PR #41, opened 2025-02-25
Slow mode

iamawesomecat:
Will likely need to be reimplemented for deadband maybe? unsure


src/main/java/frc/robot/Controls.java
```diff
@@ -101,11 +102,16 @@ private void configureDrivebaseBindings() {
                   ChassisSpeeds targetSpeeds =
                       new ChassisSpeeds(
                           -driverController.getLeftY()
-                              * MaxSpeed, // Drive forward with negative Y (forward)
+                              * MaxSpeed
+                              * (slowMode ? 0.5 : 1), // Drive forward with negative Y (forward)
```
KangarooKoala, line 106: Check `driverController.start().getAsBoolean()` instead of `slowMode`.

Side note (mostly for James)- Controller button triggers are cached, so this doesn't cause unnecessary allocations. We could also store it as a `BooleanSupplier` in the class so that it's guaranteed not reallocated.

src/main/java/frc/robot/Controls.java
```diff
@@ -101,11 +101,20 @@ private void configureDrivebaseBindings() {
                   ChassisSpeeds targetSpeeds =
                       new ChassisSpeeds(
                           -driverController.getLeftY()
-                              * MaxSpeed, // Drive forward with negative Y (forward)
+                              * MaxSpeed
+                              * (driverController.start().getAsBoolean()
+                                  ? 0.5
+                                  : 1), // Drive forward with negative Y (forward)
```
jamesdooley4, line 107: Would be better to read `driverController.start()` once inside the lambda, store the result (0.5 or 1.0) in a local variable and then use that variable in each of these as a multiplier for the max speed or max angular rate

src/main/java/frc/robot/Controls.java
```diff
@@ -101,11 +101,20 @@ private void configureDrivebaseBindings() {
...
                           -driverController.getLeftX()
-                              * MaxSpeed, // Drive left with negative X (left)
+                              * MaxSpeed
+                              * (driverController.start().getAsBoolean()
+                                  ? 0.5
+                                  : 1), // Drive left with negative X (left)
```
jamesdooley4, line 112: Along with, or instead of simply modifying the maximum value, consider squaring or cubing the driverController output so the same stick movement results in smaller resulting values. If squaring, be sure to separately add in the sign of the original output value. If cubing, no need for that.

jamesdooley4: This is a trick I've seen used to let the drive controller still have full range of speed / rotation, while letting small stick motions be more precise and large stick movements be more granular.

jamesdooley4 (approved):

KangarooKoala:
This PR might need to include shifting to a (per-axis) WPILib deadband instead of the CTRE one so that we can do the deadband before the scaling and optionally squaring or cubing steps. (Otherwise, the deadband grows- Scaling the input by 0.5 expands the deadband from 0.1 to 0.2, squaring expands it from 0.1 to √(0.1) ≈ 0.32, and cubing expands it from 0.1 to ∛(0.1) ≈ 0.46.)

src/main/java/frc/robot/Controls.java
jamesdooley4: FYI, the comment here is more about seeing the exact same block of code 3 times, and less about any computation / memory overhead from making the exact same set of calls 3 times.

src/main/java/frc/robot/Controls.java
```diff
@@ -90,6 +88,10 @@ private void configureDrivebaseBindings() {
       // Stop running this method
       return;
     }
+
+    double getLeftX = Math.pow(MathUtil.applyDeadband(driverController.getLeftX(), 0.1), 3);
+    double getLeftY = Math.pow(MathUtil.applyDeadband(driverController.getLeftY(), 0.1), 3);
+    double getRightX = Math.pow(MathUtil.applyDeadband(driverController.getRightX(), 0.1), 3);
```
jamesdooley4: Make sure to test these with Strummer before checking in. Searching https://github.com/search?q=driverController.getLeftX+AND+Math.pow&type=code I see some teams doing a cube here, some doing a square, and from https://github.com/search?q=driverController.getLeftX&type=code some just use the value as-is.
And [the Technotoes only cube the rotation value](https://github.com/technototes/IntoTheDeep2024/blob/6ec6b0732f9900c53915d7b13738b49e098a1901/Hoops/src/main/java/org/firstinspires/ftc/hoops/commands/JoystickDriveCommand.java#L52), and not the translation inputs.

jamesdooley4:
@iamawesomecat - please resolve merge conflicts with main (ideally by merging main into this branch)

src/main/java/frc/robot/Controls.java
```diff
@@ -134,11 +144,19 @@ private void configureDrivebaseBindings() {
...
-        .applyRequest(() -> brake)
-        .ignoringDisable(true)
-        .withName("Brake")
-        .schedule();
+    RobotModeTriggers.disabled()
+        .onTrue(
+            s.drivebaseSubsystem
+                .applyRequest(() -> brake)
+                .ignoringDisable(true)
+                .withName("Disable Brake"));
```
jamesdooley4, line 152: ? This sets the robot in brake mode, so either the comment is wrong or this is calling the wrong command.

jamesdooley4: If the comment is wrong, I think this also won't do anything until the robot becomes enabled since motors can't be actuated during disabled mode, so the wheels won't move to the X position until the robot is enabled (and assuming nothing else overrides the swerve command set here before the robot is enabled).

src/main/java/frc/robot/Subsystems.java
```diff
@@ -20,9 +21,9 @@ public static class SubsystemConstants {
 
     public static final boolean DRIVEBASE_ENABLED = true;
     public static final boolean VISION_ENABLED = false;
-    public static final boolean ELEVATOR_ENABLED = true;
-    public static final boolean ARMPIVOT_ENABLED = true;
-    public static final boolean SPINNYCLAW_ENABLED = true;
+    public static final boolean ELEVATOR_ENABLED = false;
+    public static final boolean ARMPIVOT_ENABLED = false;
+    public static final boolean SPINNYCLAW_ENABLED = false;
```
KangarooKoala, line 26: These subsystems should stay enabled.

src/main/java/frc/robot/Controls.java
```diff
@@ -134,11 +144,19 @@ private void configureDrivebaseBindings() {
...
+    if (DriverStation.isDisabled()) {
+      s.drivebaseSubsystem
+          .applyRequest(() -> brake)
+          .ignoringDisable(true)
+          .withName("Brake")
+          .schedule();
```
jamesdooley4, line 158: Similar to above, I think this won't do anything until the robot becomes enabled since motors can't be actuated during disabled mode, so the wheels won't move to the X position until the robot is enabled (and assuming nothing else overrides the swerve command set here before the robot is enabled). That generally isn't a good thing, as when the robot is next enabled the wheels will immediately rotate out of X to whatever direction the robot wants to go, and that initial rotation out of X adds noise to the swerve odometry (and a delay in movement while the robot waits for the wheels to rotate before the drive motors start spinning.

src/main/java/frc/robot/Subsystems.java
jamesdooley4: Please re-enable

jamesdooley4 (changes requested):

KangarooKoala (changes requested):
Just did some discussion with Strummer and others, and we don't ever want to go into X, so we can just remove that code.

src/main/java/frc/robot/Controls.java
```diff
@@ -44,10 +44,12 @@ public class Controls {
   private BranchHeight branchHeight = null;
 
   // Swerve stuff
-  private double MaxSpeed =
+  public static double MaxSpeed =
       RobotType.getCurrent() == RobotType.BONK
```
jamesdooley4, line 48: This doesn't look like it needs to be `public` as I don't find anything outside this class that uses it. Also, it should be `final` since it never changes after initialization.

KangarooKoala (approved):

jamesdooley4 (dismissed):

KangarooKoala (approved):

::::

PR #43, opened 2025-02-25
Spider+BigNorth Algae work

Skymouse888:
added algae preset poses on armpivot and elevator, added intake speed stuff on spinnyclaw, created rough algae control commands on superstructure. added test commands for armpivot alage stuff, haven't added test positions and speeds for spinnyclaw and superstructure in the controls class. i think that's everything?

::::

In which lines of the records does the word "applyRequest" appear? Copy each of them.

-        .applyRequest(() -> brake)
+                .applyRequest(() -> brake)
+          .applyRequest(() -> brake)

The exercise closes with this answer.